# January Local 3 Aptitude Test



## Mike94 (Jan 14, 2018)

Rob0511 said:


> Anyone took the aptitude test for local 3? It’s been ten days and I haven’t heard anything yet as far as results go.


I take mine tomorrow, but not at local 3, how did you do?


----------



## Rob0511 (Dec 2, 2017)

I think I did pretty well on the reading comprehension, missed some
nswers in the math part though; missed like 8 questions...Hoping I hear something soon. Did you take your test already?


----------



## mateo613 (Mar 28, 2014)

what test did you take??? i wasnt aware we where taking in new members is this for a seperate division from the A division ?? or is this for the apprenticeship. i took my test in 2015 and i passed reading comp but didnt do too well on math so i placed low and when i last called i was still on the list to be called???


----------



## Rob0511 (Dec 2, 2017)

This would be for an apprenticeship. Anyone know if this test would be good for other locals?


----------



## mateo613 (Mar 28, 2014)

as far as i know No if you took the test for local 3 then its only for local 3...... im actually in the local i got organized in 2014 as an M helper but ive been trying to get into the apprenticeship since they opened the books in 2014


----------



## Ltbrownsugar615 (Feb 3, 2018)

Rob0511 said:


> Anyone took the aptitude test for local 3? It’s been ten days and I haven’t heard anything yet as far as results go.
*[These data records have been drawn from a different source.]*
PR #318040, opened 2026-05-22
Agents - agent host changesets

lszomoru:

### DIFF
--- a/src/vs/sessions/contrib/providers/agentHost/browser/agentHostSessionChangesets.ts
+++ b/src/vs/sessions/contrib/providers/agentHost/browser/agentHostSessionChangesets.ts
@@ -1,0 +1,96 @@
+/*---------------------------------------------------------------------------------------------
+ *  Copyright (c) Microsoft Corporation. All rights reserved.
+ *  Licensed under the MIT License. See License.txt in the project root for license information.
+ *--------------------------------------------------------------------------------------------*/
+
+import { Disposable } from '../../../../../base/common/lifecycle.js';
+import { constObservable, derived, derivedOpts, IObservable, observableFromEvent } from '../../../../../base/common/observable.js';
+import { isEqual } from '../../../../../base/common/resources.js';
+import { URI } from '../../../../../base/common/uri.js';
+import { ChangesetSummary, StateComponents } from '../../../../../platform/agentHost/common/state/sessionState.js';
+import { ISessionChangeset, ISessionFileChange, sessionFileChangesEqual } from '../../../../services/sessions/common/session.js';
+import { ISessionsManagementService } from '../../../../services/sessions/common/sessionsManagement.js';
+import { changesetFilesToChanges } from './agentHostDiffs.js';
+import { IAgentHostAdapterOptions } from './baseAgentHostSessionsProvider.js';
+
+export function createChangesets(
+	resource: URI,
+	options: IAgentHostAdapterOptions,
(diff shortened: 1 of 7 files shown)


roblourens (approved):

src/vs/sessions/contrib/providers/agentHost/browser/agentHostSessionChangesets.ts
```diff
@@ -0,0 +1,110 @@
...
+			if (!activeSession || !isEqual(activeSession.resource, resource)) {
+				return constObservable(undefined);
+			}
+
+			const connection = options.getConnection();
+			if (!connection) {
+				return constObservable(undefined);
+			}
+
+			const subscriptionRef = connection.getSubscription(StateComponents.Changeset, URI.parse(changesetSummary.uriTemplate));
```
roblourens, line 76: I guess it feels like we should give you a service where you can do `subscribe(sessionUri, ...)` rather than passing a connection around. But this is probably fine for now.

src/vs/sessions/contrib/providers/agentHost/browser/agentHostSessionChangesets.ts
```diff
@@ -0,0 +1,110 @@
...
+			if (changesetState.status !== ChangesetStatus.Ready) {
+				return [];
+			}
+
+			const files = changesetFilesToChanges(changesetState.files);
+			return options.mapDiffUri
+				? files.map(f => ({
+					...f,
+					uri: options.mapDiffUri!(f.uri),
+					originalUri: f.originalUri ? options.mapDiffUri!(f.originalUri) : undefined,
```
roblourens, line 104: Here, I think these URIs should be already mapped, rather than working with raw AHP URI that have to be transformed at this point (probably goes along with the first comment)

src/vs/sessions/contrib/providers/agentHost/browser/agentHostSessionChangesets.ts
```diff
@@ -0,0 +1,110 @@
...
+		this.description = changesetSummary.description;
+
+		this.isEnabled = constObservable(true);
+		this.isDefault = constObservable(changesetSummary.isDefault);
+
+		this.originalCheckpointRef = constObservable(undefined);
+		this.modifiedCheckpointRef = constObservable(undefined);
+
+		const changesetStateObs = derived(reader => {
+			const activeSession = this._sessionsManagementService.activeSession.read(reader);
```
roblourens, line 66: Unsure about this, seems wrong to read `activeSession` at this level?

src/vs/sessions/contrib/providers/agentHost/browser/agentHostSessionChangesets.ts
lszomoru: @roblourens, that would be awesome as I would expect that there will be many places in the client where we need to have a way to easily subscribe and unsubscribe to events

src/vs/sessions/contrib/providers/agentHost/browser/agentHostSessionChangesets.ts
lszomoru: Maybe? I think that there will be multiple places on the client where we will subscribe/unsubscribe for the active session. The other options is to have this at the provider or adapter level but I am not yet sure where we should have it. Let me think a bit more about this and see what would fit best.

PR #318077, opened 2026-05-23
Exclude MXC bin from VersionInfo sanity check

dileepyavan:
This updates the sanity signing checks to exempt files under the MXC SDK `bin` subtree from VersionInfo ProductName validation. MXC SDK binaries under `bin` are signed, but they do not include a ProductName VersionInfo resource.

The existing MXC catalog manifest Authenticode exemption is also broadened to cover packaged paths under `node_modules.asar.unpacked`.

Validation:
- `npm --prefix test/sanity run compile`
- precommit hygiene


bhavyaus (dismissed):

dmitrivMS:
@dileepyavan Can we get these binaries fixed so they have product name and version? When these things are missing it breaks some corp environments where binaries without signing or version are blocked and cause scan violations.

dmitrivMS (approved):

PR #318091, opened 2026-05-23
Keep last used permission mode when starting new Claude chats

### LINKED ISSUE #312774: New Claude chat resets the permission setting
Testing #312653

- new VS Code window on an empty folder and on a new profile
- open chat, select `Claude Code` and `Ask before edits`
- do some prompting
- open chat (with the + in the tool bar). 
- New chat opens with Claude (good) but has switched the permissions back to `Edit automatically'
- I really don't want Claude to auto permit. So IMO the best is to use the last used permission settings, or have a setting like `chat.permissions.default`

Chulong-Li:
Fixes #312774

## Summary
- New Claude chats now keep the user's last selected permission mode instead of resetting to default "Edit automatically".
- This preserves safer choices like "Ask before edits" across the new-chat flow.
- Permission mode updates from both the picker and the first-send path are remembered for the next Claude chat.

## Validation
Figure 1: Start a Claude chat with the “Ask before edits” permission mode selected instead of the default “Edit automatically”
image

<br>
Figure 2: Start a new Claude chat, and the previously selected “Ask before edits” permission mode is preserved
image

### DIFF
--- a/extensions/copilot/src/extension/chatSessions/vscode-node/claudeChatSessionContentProvider.ts
+++ b/extensions/copilot/src/extension/chatSessions/vscode-node/claudeChatSessionContentProvider.ts
@@ -100,6 +100,7 @@ export class ClaudeChatSessionContentProvider extends Disposable implements vsco
 		for (const update of updates) {
 			const value = update.value;
 			if (update.optionId === PERMISSION_MODE_OPTION_ID && value && isPermissionMode(value)) {
+				this._controller.rememberPermissionMode(value);
 				this.sessionStateService.setPermissionModeForSession(sessionId, value);
 			}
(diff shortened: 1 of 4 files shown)


aelij:
Hi, I didn't notice this PR when I tried to implement it (#323846).
Note that in my PR the setting persisted, not just in memory, which I think is the right behavior since that how all the other selections behave. See for example for Copilot CLI:

https://github.com/microsoft/vscode/blob/7ad5744c6852a42e070b6d6045e3e1215cc120fd/extensions/copilot/src/extension/chatSessions/copilotcli/vscode-node/copilotCLIChatSessionInitializer.ts#L25-L28

PR #318105, opened 2026-05-23
feat(notifications): add smooth fade-out transition for notification toasts

Neizan93:
This PR addresses a minor but noticeable visual inconsistency in the Developer Experience. Notification toasts currently have a smooth slide+fade entry animation (`notification-fade-in`), but they vanish instantly without any transition when they are dismissed or time out.
This PR adds a smooth **200ms fade-out transition** (`opacity: 1 -> 0`) before the toast is removed from the DOM, creating a more cohesive and polished interaction. 
- Applies a `notification-fade-out` CSS class to the toast container before disposal.
- Waits for the `transitionend` event (with a 300ms safety fallback timeout) before running the existing disposal logic.
- Adds anti-reentry guards and race condition checks.
- Respects `prefers-reduced-motion` settings (0ms transition duration), matching the existing behavior for the entry animation.
- Bulk removals (e.g., when opening the Notification Center) skip the animation for better performance.
### How to test
1. Open the command palette and run `Developer: Show Notification`.
2. Notice the smooth fade-in animation.
3. Click the close (`X`) button on the toast, or wait for it to dismiss automatically.
4. Verify that the toast now smoothly fades out (opacity to 0) instead of disappearing instantly.
5. Enable "Reduce Motion" in your OS accessibility settings and verify that the toast is removed instantly without animation.

### DIFF
--- a/src/vs/workbench/browser/parts/notifications/media/notificationsToasts.css
+++ b/src/vs/workbench/browser/parts/notifications/media/notificationsToasts.css
@@ -69,6 +69,15 @@
 	transition: none;
 }
 
+.monaco-workbench > .notifications-toasts .notification-toast-container > .notification-toast.notification-fade-out {
+	opacity: 0;
+	transition: opacity 200ms ease-in;
+}
+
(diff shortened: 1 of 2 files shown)


Neizan93:

PR #318124, opened 2026-05-23
Support dropping folders into the terminal when on a remote

pglira:
## Problem

Dragging a folder from the File Explorer into the integrated terminal does nothing when connected to a remote (e.g. a dev container), even though:

- dragging a **file** into the terminal works on a remote, and
- dragging a **folder** works locally.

I took the test on January 20th and received my results I passed. Try calling the hall if you have not received your results yet.


----------



## MechanicalDVR (Dec 29, 2007)

Rob0511 said:


> This would be for an apprenticeship. Anyone know if this test would be good for other locals?


NOPE, anything associated with a specific local is only good for that local.


----------



## MechanicalDVR (Dec 29, 2007)

Ltbrownsugar615 said:


> I took the test on January 20th and received my results I passed. Try calling the hall if you have not received your results yet.


Welcome aboard, saw it was your first post.


----------



## JGolan (Nov 21, 2017)

I recall my first interview with local 3 was back in July 1970... :surprise:


----------



## AnibelRamos (Feb 7, 2018)

Hi Mateo,

Hope all is well!

I actually took the exam and interviewed back in Feb-March 2015 and received a call last week. Today was the college courses orientation (2/6/2018). 

Hope you receive a call, if not, remember that you still have shot. I thought I wouldn't get in because it's been 3 years. Don't lose hope!


----------